Beukes does a good job of presenting us with a world just a little bit different from our own, with vastly different consequences. No one knows for sure why, in the 1990s, animal familiars started seeking out dangerous criminals, who become known as aposymbiots, or “zoos.”
“The skyline is in crisp focus, the city graded in rusts and coppers by the sinking sun that has streaked the wispy clouds the colour of blood. It’s the dust in the air that makes the Highveld sunsets so spectacular…the carbon-dioxide choke of the traffic. Who says bad things can’t be beautiful?”
“I settle on skinny jeans and a surprisingly tasteful black strappy top I borrow from one of the prostitutes on the third floor….when I say borrow, I mean rent. She assures me it’s clean. For thirty bucks, I’m dubious, but it passes the sniff test, so fuck it.”
– Zoo City, Lauren Beukes
In present-day Johannesburg, a new kind of segregation is taking place: regular, law-abiding citizens are kept safe from the criminals, who have all been animalled.
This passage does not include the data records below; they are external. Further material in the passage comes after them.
Issue #4210, opened 2016-11-14
Make android virtual joystick have option for snap back to center


jgoppert:
https://github.com/mavlink/qgroundcontrol/blob/cbee0fb9aab043924b4c5df7bbc3d62685522ff1/src/FlightDisplay/VirtualJoystick.qml#L41

Similar to the gamepad, it would be nice to make the touch joystick interface also have a mode where it snaps back to zero for altitude control mode.

Or, intelligently switch to snap back to zero mode when in altittude control mode and make the interface disappear in auto mode.

DonLakeFlyer:
The changes for auto-center throttle don't really fix this request.

HTRamsey:
Closing in favor of #11590

Issue #5897, opened 2017-12-18
Make virtual joystick usable


DonLakeFlyer:
After flying for a week in Zimbabwe with virtual joystick I would deem it a piece of crap. Needs work:
* ~~Throttle needs to auto-center when flying multi-rotor~~
* ~~If throttle auto-centers needs to deal with fact that you need full throttle down for arming~~
* Your thumbs cover up where the stick really is. Need additional indicators to the side of the sticks to show position.
* On tablet the joystick pads cover up various parts of the ui. Need some way to make this work better.

DonLakeFlyer:
> * Throttle needs to auto-center when flying multi-rotor
> * If throttle auto-centers needs to deal with fact that you need full throttle down for arming

These two lead to a safety problem where it's too easy to leave the throttle in a bad position on multi-rotor.

DonLakeFlyer:
> * Throttle needs to auto-center when flying multi-rotor

Done

> * If throttle auto-centers needs to deal with fact that you need full throttle down for arming

Not going to fight with this. Use the ui to arm no the stick in this case.

PR #7375, opened 2019-04-25
Improve virtual joystick functionality 

patrickelectric:
- Helps with: #5897
- Fix: #4210

**Describe the bug**
Helps and fix listed issues.
The patch allows the user to configure the virtual joystick throttle to centralize like a normal gamepad joystick.

**Expected behavior**
When selecting the correct settings, the virtual joystick throttle will centralize after user input.

**Log Files and Screenshots**
image

deepin-screen-recorder_Select area_20190425003818

This helps vehicles that allow reverse joystick inputs like:
- Rover
- Sub
- Boats


patrickelectric:
Maybe @peterbarker @jaxxzer inputs could validate that.

DonLakeFlyer:
@hamishwillee Any ideas on better wording for "Centralize Joystick"?

patrickelectric:
I was thinking between "centralize" and "spring-loaded", but the second one is not so clear for newer users.

DonLakeFlyer:
Maybe Auto-Center or something along those lines.

hamishwillee:
@DonLakeFlyer Auto-Centre or Auto-ReCentre are the best I can come up with too.

patrickelectric:
@DonLakeFlyer @hamishwillee fixed !
image

hamishwillee:
Just generally, good to be consistent re capitalisation across the app - ie here we have _Joystick_ capitalised, but every other second word is not.

DonLakeFlyer:
As I run through things I've been moving to capatilize everything.

patrickelectric:
Well, the text was already there, should I fix it or do you want to create a second PR to fix all strings in the settings menu ?

DonLakeFlyer:
So I'm remembering why it didn't start out this way. With throttle starting centered you can't arm the vehicle.

DonLakeFlyer:
@patrickelectric I would worry about stuff you didn't change.

patrickelectric:
It was tested with the ROV and it's working.
Some vehicles indeed does not arm with centralized joysticks, but others do :)
Maybe we should configure the joystick automatically for each vehicle in the future.

DonLakeFlyer:
The majority of vehicles out there don't arm with center throttle (Multi-Rotor, Plane). Which means lots of "Hey, how come I can't arm?" support issues.

patrickelectric:
Hmm, maybe should we enable this configuration only with rover and submarines ?

DonLakeFlyer:
Make sense.

patrickelectric:
@DonLakeFlyer auto-center configuration will only be available for sub and rover now

taileron:
my proposal would be to add curves e.g. to the virtual thottle stick with the possibility of a huge dead band in the middle and enough expo function. Tried this with a historic app called FlyPad with enough expo and throttle dead band it was easy possible to fly a copter if necessary also in acro mode.

DonLakeFlyer:
@patrickelectric So I've been looking at this change in relationship to #8774. It breaks the auto-center of the right stick. That's fine I fixed that. But I don't understand how the throttle center setting works. It seems like it is meant to support reverse on the virtual joystick. But as far as I can tell it doesn't. The reason being the range of values being sent is still from [0, 1] [stick down, stick up]. Whereas a reverse value needs to be negative. I've verified this using a daily build and PX4 SITL Rover. You can't make it go in reverse.

DonLakeFlyer:
Another question would be why the setting is needed at all instead of making it autocenter all the time if the current vehicle is a rover/sub?

patrickelectric:
Hi @DonLakeFlyer ArduSub does the map from [1100, 1900] to [-1, +1] for the throttle and map back to the ESC to be [1100 (full reverse), 1900 (full forward)].
And about to center the joystick by default for sub, I totally agree.

DonLakeFlyer:
So that is wrong according to mavlink spec. Reverse is negative values for MANUAL_CONTROL. And my recent changes will break the ability of reverse in ArduSub since QGC now does reverse according to spec. I've verified in SITL PX4 and ArduPilot Rovers that this works correctly for them.

DonLakeFlyer:
The way it works is if the vehicle is either a rover or a sub the virtual joystick send full range positive/negative values.

Williangalvani:
Yep, it looks like ArduSub is out of spec there. I'm thinking of patching ArduSub to take the correct range, but this will likely make older versions unusable with QGC master.
So we'll also need to set the Sub minimum supported version to 4.1 (next release)

What do you guys think? (also @jaxxzer)

DonLakeFlyer:
FYI: The virtual joystick change is in Stable as well since it was a safety issue.

Williangalvani:
Reverse is negative values for MANUAL_CONTROL. And my recent changes will break 
     the ability of reverse in ArduSub since QGC now does reverse according to spec. 

@DonLakeFlyer are these changes already in master? Do they also affect USB Joysticks?

DonLakeFlyer:
> are these changes already in master?

Yes and stable.

> Do they also affect USB Joysticks?

Virtual stick only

That’s the premise of Lauren Beukes’ brilliantly conceived Zoo City. For reasons no one quite understands, when someone commits a heinous crime (it has to involve murder, it seems), their guilt manifests in the appearance of an animal companion. The human and animal share a link, and the human also derives a special power, or shavi, from this connection. Animals can range from butterflies to tapirs, penguins to panthers. Our main character, the feisty Zinzi December, has been animalled for a few years now because of her role in the death of her beloved brother. Her animal, Sloth, hangs from ropes in her squatter’s tenement when he isn’t draped around her neck, trying to keep her out of trouble.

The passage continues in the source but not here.